Uncertainty hangs over Russia’s account of plane crash
  • Russia has blamed Kyiv for downing a transport plane carrying captured Ukrainian soldiers ahead of a planned prisoner exchange on Wednesday
  • Ukraine President Volodymyr Zelensky responded by accusing Russia of “playing with the lives of Ukrainian prisoners”

KYIV: Questions remained Thursday over the military plane crash that Russia said had killed dozens of captured Ukrainian soldiers ahead of a planned prisoner exchange, with Moscow and Kyiv trading accusations at the UN Security Council.

Russia has blamed Ukrainian forces for downing the IL-76 transport plane over the southern Belgorod region on Wednesday.
It said 65 captured Ukrainian soldiers were on board, as well as their escorts and the crew.
Videos on social media showed a large plane in the region plummeting from the sky on its side before crashing in a fireball, in what the Kremlin called a “monstrous act.”
Russia’s Investigative Committee, which probes major crimes, said it had opened a “terrorism” probe into the crash, saying the plane was downed by a “missile from the territory of Ukraine.”
It released a 39-second video of the scene that mainly showed aerial shots of a large blackened stretch in a snow-covered field with some damaged trees.
The video also showed a block of twisted metal and wires, as well as a hand and an arm — though it was unclear if they were from one or two people. No other human remains were shown.
“Fragmented remains of people were found, as well as the flight recorders of the aircraft, which were sent for decoding,” the Investigative Committee said.
Ukraine’s SBU security service also announced it had opened a criminal probe into the downing, specifically into “violations of the laws and customs of war.”
Ukraine’s rights Ombudsman Dmytro Lubinets called for the United Nations and the International Committee of the Red Cross (ICRC) to be allowed to inspect the crash site.
The ICRC did not respond to Kyiv’s request, but it described the reports of the crash as “worrisome” in a statement to AFP.
“We will not make any comments or speculations at this stage, until facts are established,” it said.

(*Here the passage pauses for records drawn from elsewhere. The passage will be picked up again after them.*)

PR #1356, opened 2026-04-09
backend/instances.go: fix instance stats query

t-lo:
The instance stats query contained a bug in which it only returned instances that have _last_ checked in within the given time window instead of all _active_ instances during the window.

As a result, instance count was skewed and much lower than the actual amount of active instances.

This change updates the query from:
```sql
  last_check_for_updates > (ts - window_size)
  AND last_check_for_updates < ts
```
to
```sql
  last_check_for_updates > (ts - window_size)
  AND instance_created_ts < ts
```

The change also updates the default window size from 2 hours to one day to better match our legacy instance count metrics.

### DIFF
--- a/backend/pkg/api/instances.go
+++ b/backend/pkg/api/instances.go
@@ -48,8 +48,8 @@ const (
 )
 
 const (
-	validityInterval postgresDuration = "1 days"
-	defaultInterval  time.Duration    = 2 * time.Hour
+	validityInterval     postgresDuration = "1 days"
+	defaultStatsInterval time.Duration    = 24 * time.Hour
 )
 
 // Instance represents an instance running one or more applications for which
@@ -646,11 +646,17 @@ func (api *API) instanceStatusHistoryQuery(instanceID, appID, groupID string, li
 
 // GetDefaultInterval returns the default interval used for instance stats queries.
 func (api *API) GetDefaultInterval() time.Duration {
-	return defaultInterval
+	return defaultStatsInterval
 }
 
-// instanceStatsQuery returns a SelectDataset prepared to return all instances
-// that have been checked in during a given duration from a given time.
+// instanceStatsQuery returns a SelectDataset to estimate the active fleet size at a given point in time.
+// It answers "how many instances were part of the active fleet on day X",
+// not "how many instances specifically checked in on day X".
+//
+// Since last_check_for_updates gets overwritten on every check-in, we cannot determine
+// whether an instance was active on a specific past day. Instead, we count instances that:
+//  1. existed at the time (created_ts <= timestamp)
+//  2. are still alive (last_check_for_updates > timestamp - duration)
 func (api *API) instanceStatsQuery(t *time.Time, duration *time.Duration) *goqu.SelectDataset {
 	if t == nil {
 		now := time.Now().UTC()
@@ -658,7 +664,7 @@ func (api *API) instanceStatsQuery(t *time.Time, duration *time.Duration) *goqu.
 	}
 
 	if duration == nil {
-		d := defaultInterval
+		d := defaultStatsInterval
 		duration = &d
 	}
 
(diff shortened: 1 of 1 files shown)


backend/pkg/api/instances.go
```diff
@@ -646,19 +646,24 @@ func (api *API) instanceStatusHistoryQuery(instanceID, appID, groupID string, li
...
 
-// instanceStatsQuery returns a SelectDataset prepared to return all instances
-// that have been checked in during a given duration from a given time.
+// instanceStatsQuery returns a SelectDataset prepared to return all active instances within a time period.
+//
+//	This is somewhat complicated by the fact that an instance created _before_ or _during_ our window
+//	can have checked in _after_ the window we're supposed to check. last_check_for_updates gets updated every
+//	time an instance checks for an update. Hence we filter for instances that:
+//	 1. have been created before timestamp 't'
+//	 2. have checked in _during_ or _after_ the time period
```
ervcz:
```suggestion
// instanceStatsQuery returns a SelectDataset to estimate the active fleet size at a given point in time.
// It answers "how many instances were part of the active fleet on day X",
// not "how many instances specifically checked in on day X".
//
// Since last_check_for_updates gets overwritten on every check-in, we cannot determine
// whether an instance was active on a specific past day. Instead, we count instances that:
//   1. existed at the time (created_ts <= timestamp)
//   2. are still alive (last_check_for_updates > timestamp - duration)
```

backend/pkg/api/instances.go
```diff
@@ -710,12 +715,13 @@ func (api *API) instanceStatsQuery(t *time.Time, duration *time.Duration) *goqu.
 				Else("").
 				As("arch"),
 			goqu.C("version").As("version"),
-			goqu.COUNT("*").As("instances")).
+			goqu.COUNT("*").As("instances")).Distinct().
```
ervcz, line 719: The distinct is on the column selection set. Should it be on the instance_id? I think it is not doing anything currently. The `group by` at the end should ensure each row has a unique combination of channel.name, channel.arch and instance_application.version. Which means each row should be unique unless there is something that I don't see... e.g. an instance assigned to multiple apps or something like that?

backend/pkg/api/instances.go
```diff
@@ -710,12 +715,13 @@ func (api *API) instanceStatsQuery(t *time.Time, duration *time.Duration) *goqu.
...
 		Join(goqu.T("groups"), goqu.On(goqu.C("group_id").Eq(goqu.T("groups").Col("id")))).
 		Join(goqu.T("channel"), goqu.On(goqu.T("groups").Col("channel_id").Eq(goqu.T("channel").Col("id")))).
+		Join(goqu.T("instance"), goqu.On(goqu.T("instance_application").Col("instance_id").Eq(goqu.T("instance").Col("id")))).
 		Where(
 			goqu.C("last_check_for_updates").Gt(timestampMinusDuration),
```
ervcz, line 724: We could consider filtering out "fake" instances here too. Example: 
https://github.com/flatcar/nebraska/blob/main/backend/pkg/api/applications.go#L401

backend/pkg/api/instances.go
t-lo: I don't think Postgres supports `distinct` queries of individual columns; the whole `SELECT` column set must be `distinct` (I might be wrong though). Re `GROUP BY`, you're correct in that it will reduce the lines to a single one; however, if for some weird reason we have two check-ins by the same instance id (programmatic error etc.) then `GROUP BY` will count it twice.

I realise `Distinct()` is protecting against a fringe case though and am willing to drop it if it's problematic.

backend/pkg/api/instances.go
t-lo: Hmmm, good point, we had it in the example queries for testing the stats. Will add.

ervcz (approved):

At an emergency session of the UN Security Council Thursday evening, requested by Russia to discuss the downed plane, Moscow and Kyiv both sought to pin the blame on the other.
“All of the information that we have today shows that we are dealing with a premeditated, thought-through crime,” said Russia’s deputy ambassador to the UN, Dmitry Polyanskiy, adding that Ukraine’s leaders “knew the route very well, knew about the way the soldiers were going to be transported to the place of exchange.”
He accused Kyiv of sacrificing its own troops “to Western geopolitical interests.”
Ukraine’s deputy ambassador Khrystyna Hayovyshyn rejected the accusation, saying that “Ukraine was not informed about the number of vehicles, roads and means of transportation of the captives.”
“This alone may constitute intentional actions by Russia to endanger the lives and safety of the prisoners,” she said.
While Ukraine has not denied outright that it downed the plane, officials in Kyiv have questioned key aspects of Russia’s narrative, such as whether Ukrainian servicemen were killed.
Ukraine’s military intelligence said it had no “comprehensive information” detailing who was on the flight.
Kyiv has confirmed that an exchange had been scheduled for later Wednesday on the border between the two countries.
But the military intelligence unit said Moscow had not informed it in advance that the POWs would be transported by plane, as it had in the past.
In another carefully worded statement, Ukraine’s army pointed to heightened Russian military activity in the Belgorod region, pledging to continue attacking Russian military targets — again without specifically addressing Moscow’s claims.
Ukrainian media initially cited defense sources saying that the Ukrainian army had downed the plane, and that it had been carrying missiles. Those claims were quickly retracted.
President Volodymyr Zelensky has neither confirmed nor denied Moscow’s claims.
Russia was “playing with the lives of Ukrainian prisoners,” he said late Wednesday, calling for an international investigation.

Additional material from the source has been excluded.